» **Problem statement**: In the records below, which lines include "dynamic"? Copy them.

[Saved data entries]
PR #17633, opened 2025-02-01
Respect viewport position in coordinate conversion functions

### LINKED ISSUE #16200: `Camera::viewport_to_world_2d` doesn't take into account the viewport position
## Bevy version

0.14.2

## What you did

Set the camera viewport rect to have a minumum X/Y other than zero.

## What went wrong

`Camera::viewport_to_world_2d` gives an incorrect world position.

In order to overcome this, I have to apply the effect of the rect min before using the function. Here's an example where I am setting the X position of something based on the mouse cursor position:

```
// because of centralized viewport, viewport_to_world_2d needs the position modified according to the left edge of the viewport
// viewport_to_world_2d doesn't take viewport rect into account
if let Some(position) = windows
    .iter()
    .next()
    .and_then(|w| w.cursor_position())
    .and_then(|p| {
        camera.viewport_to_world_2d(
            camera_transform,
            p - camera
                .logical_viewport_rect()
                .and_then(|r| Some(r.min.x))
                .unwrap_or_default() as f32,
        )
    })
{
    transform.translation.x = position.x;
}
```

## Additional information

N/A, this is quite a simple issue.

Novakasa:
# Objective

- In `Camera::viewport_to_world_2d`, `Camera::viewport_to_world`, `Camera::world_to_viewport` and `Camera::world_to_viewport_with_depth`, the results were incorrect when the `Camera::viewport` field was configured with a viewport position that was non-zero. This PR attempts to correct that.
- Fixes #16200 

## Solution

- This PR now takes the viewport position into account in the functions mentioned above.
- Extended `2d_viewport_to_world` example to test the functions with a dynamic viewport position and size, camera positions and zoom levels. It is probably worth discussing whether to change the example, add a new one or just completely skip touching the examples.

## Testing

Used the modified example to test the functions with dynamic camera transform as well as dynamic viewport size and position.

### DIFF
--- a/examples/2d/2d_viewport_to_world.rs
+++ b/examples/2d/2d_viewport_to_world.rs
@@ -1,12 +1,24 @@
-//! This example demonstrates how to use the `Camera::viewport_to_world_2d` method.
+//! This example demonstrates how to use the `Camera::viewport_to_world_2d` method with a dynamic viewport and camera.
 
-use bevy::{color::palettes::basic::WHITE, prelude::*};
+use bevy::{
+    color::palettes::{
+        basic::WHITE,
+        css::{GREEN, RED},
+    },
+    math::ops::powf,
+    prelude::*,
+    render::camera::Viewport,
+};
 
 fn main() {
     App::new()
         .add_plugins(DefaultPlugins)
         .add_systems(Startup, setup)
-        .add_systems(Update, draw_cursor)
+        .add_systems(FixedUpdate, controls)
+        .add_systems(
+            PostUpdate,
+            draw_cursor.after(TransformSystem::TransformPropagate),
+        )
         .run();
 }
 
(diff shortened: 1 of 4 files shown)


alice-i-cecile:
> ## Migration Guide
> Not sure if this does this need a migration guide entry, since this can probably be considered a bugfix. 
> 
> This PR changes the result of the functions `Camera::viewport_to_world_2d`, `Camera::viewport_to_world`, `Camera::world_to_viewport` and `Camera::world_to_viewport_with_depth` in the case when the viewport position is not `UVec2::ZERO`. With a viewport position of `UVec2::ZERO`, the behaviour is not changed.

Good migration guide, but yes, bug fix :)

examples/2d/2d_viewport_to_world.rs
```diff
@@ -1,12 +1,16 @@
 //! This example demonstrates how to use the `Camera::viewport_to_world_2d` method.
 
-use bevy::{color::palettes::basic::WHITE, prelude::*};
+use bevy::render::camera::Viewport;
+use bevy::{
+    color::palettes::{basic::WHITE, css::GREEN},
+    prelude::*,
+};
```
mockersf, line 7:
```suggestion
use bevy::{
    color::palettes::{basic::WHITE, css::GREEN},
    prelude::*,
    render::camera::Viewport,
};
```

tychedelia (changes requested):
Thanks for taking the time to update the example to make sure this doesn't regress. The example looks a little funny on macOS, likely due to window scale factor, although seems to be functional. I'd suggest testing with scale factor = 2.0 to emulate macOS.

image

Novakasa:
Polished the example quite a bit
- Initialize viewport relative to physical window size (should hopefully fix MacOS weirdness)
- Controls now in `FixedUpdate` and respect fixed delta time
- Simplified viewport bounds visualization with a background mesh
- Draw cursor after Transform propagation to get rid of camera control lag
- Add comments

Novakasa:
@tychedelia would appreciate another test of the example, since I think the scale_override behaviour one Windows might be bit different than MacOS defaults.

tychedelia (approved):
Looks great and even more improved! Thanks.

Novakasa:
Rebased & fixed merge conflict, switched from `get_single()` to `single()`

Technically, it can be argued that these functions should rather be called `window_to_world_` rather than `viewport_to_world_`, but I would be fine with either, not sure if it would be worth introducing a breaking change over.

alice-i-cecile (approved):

» **Your response**:
- Extended `2d_viewport_to_world` example to test the functions with a dynamic viewport position and size, camera positions and zoom levels. It is probably worth discussing whether to change the example, add a new one or just completely skip touching the examples.
Used the modified example to test the functions with dynamic camera transform as well as dynamic viewport size and position.
+//! This example demonstrates how to use the `Camera::viewport_to_world_2d` method with a dynamic viewport and camera.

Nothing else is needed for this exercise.